This repository consists of DeepWalk implementations one using gensim word2vec model and second entirely in pytorch. Two implementations are then compared on task of outlier detection on dataset inj_cora coming from https://github.com/pygod-team/data
DeepWalkGensim - consists of DeepWalkGensim class implementation that performs DeepWalk using gensim skipgram implementation
DeepWalkOur - consists of DeepWalkOurs class implementation that performs DeepWalk using our implementation of Huffman tree, Hierarchical Softmax and SkipGram model
PairsDataset - consists of PairsDataset class implementation that is a torch Dataset class that accepts list of pairs of (center node, context node)
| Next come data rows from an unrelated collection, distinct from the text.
PR #792, opened 2023-01-30
[Merged by Bors] - ET-3882 impl semantic search

rustonaut:
Implement `/semantic_search/{document_id}` endpoint as specified in `front_office.yaml`.

**References:**

- ET-3882

### DIFF
--- a/web-api/src/personalization/routes.rs
+++ b/web-api/src/personalization/routes.rs
@@ -34,11 +34,11 @@ use xayn_ai_coi::{
     PositiveCoi,
 };
 
-use super::{AppState, PersonalizationConfig};
+use super::{AppState, PersonalizationConfig, SemanticSearchConfig};
 use crate::{
     error::{
         application::WithRequestIdExt,
-        common::{BadRequest, InternalError},
+        common::{BadRequest, DocumentNotFound, InternalError},
     },
     models::{DocumentId, DocumentProperties, PersonalizedDocument, UserId, UserInteractionType},
     storage::{self, KnnSearchParams},
@@ -46,7 +46,7 @@ use crate::{
 };
 
 pub(super) fn configure_service(config: &mut ServiceConfig) {
-    let scope = web::scope("/users/{user_id}")
+    let users = web::scope("/users/{user_id}")
         .service(
             web::resource("interactions")
                 .route(web::patch().to(interactions.error_with_request_id())),
@@ -56,7 +56,10 @@ pub(super) fn configure_service(config: &mut ServiceConfig) {
                 .route(web::get().to(personalized_documents.error_with_request_id())),
         );
 
-    config.service(scope);
+    let semantic_search = web::resource("/semantic_search/{document_id}")
+        .route(web::get().to(semantic_search.error_with_request_id()));
+
+    config.service(users).service(semantic_search);
 }
 
 /// Represents user interaction request body.
@@ -186,14 +189,7 @@ async fn personalized_documents(
     .map(|documents| {
         if let Some(documents) = documents {
             Either::Left(Json(PersonalizedDocumentsResponse {
-                documents: documents
-                    .into_iter()
-                    .map(|document| PersonalizedDocumentData {
-                        id: document.id,
-                        score: document.score,
-                        properties: document.properties,
-                    })
-                    .collect(),
+                documents: documents.into_iter().map(Into::into).collect(),
             }))
         } else {
             Either::Right((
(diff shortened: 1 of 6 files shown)


web-api/src/storage/memory.rs
```diff
@@ -283,6 +283,11 @@ impl storage::Document for Storage {
         Ok(documents)
     }
 
+    async fn get_embedding(&self, id: &DocumentId) -> Result<Option<NormalizedEmbedding>, Error> {
+        let documents = self.documents.read().await;
+        Ok(documents.1.borrow_map().get(id).cloned())
```
janpetschexain, line 288: :art: there is no need for an intermediate assignment
```suggestion
        Ok(self.documents.read().await.1.borrow_map().get(id).cloned())
```

web-api/src/personalization/routes.rs
```diff
@@ -195,6 +191,16 @@ struct PersonalizedDocumentData {
     properties: DocumentProperties,
 }
 
+impl From<PersonalizedDocument> for PersonalizedDocumentData {
+    fn from(value: PersonalizedDocument) -> Self {
+        Self {
+            id: value.id,
+            score: value.score,
+            properties: value.properties,
```
janpetschexain, line 199: :art: the argument name could be a bit less generic
```suggestion
    fn from(document: PersonalizedDocument) -> Self {
        Self {
            id: document.id,
            score: document.score,
            properties: document.properties,
```

web-api/src/personalization/routes.rs
```diff
@@ -169,14 +172,7 @@ async fn personalized_documents(
...
             Either::Left(Json(PersonalizedDocumentsResponse {
-                documents: documents
-                    .into_iter()
-                    .map(|document| PersonalizedDocumentData {
-                        id: document.id,
-                        score: document.score,
-                        properties: document.properties,
-                    })
-                    .collect(),
+                documents: documents.into_iter().map(Into::into).collect(),
```
janpetschexain, line 175: :art: `Itertools` provides a shorthand for that
```suggestion
                documents: documents.into_iter().map_into().collect(),
```

web-api/src/personalization/routes.rs
```diff
@@ -414,6 +420,59 @@ pub(crate) async fn personalize_documents_by(
...
+}
+
+impl SemanticSearchQuery {
+    fn document_count(&self, config: &SemanticSearchConfig) -> Result<usize, Error> {
+        let count = self.count.map_or(config.default_number_documents, |count| {
+            count.min(config.max_number_documents)
+        });
+
+        if count > 0 {
+            Ok(count)
```
janpetschexain, line 435: ❓ partly related to this since we use the same logic for the personalized documents `count`: why do we only error for `count < 1` but not for `count > max_number_documents`? shouldn't we either error on both or none of them? i'd prefer to not error at all and just clamp the `count`, clamping should be expectable regarding the spec.

as a side note, the spec states a fixed `100` as `max_number_documents`, but it is actually dependend on the config, so i guess we should also update the spec to reflect that. this also affects the max length in the `PersonalizedDocumentsResponse` & `SemanticSearchResponse`.

web-api/src/personalization/routes.rs
```diff
@@ -414,6 +420,59 @@ pub(crate) async fn personalize_documents_by(
...
+            embedding: &embedding,
+            k_neighbors: count,
+            num_candidates: count,
+            published_after: None,
+        },
+    )
+    .await?;
+
+    Ok(Json(SemanticSearchResponse {
+        documents: documents.into_iter().map(Into::into).collect(),
```
janpetschexain, line 472: 🎨 `Itertools` provides a shorthand for that
```suggestion
        documents: documents.into_iter().map_into().collect(),
```

web-api/src/storage/memory.rs
rustonaut: readability, but I can change it.

web-api/src/personalization/routes.rs
rustonaut: I'm not sure why we choose to go with that :thinking: 

I think the idea was something on the line of "we might always return less documents then requested and with config changes requesting more then max can always happen so no reason to error there but requesting 0 is always a mistake so lets error".

I would argue we should just return 0 documents if the user explicitly requests 0 documents :thinking:

rustonaut: Also I would make this a  :pushpin:  fixing it for both cases in a follow up PR.

web-api/src/personalization/routes.rs
rustonaut: I will change it but I'm not the biggest fan of it because `map(Into::into)` works on all monade like types but `map_into` only works on iterators.

rustonaut:
bors merge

HierarchicalSoftmax - consists of HierarchicalSoftmax layer implementation
HuffmanTree - consists of HuffmanNode and HuffmanTree class implementation
SkipGram - consists of NeuralEmbedder class that is SkipGram model implementation with HierarchicalSoftmax class if specified by user
helpers - consists of helpers functions definitions. read_from_pyg(...) read .pt graph file, predict(...) given embeddings predicts outliers using XGBoost or LogisticRegression classifier on 20% test train split, create_freq_dict(...) creates dictionary of number of visits in each node while doing a walk of given lenght from each node.
experiment1_gensim_grid_search - script that performs grid search on DeepWalk with gensim SkipGram implementation
experiment2_our_deepwalk_training - script that performs grid search on DeepWalk with our SkipGram implementation
Graphs2.ipynb - summarization of experiment 1 and creation of sensitivity graphs
Benchmarking.ipynb - benchmark of other models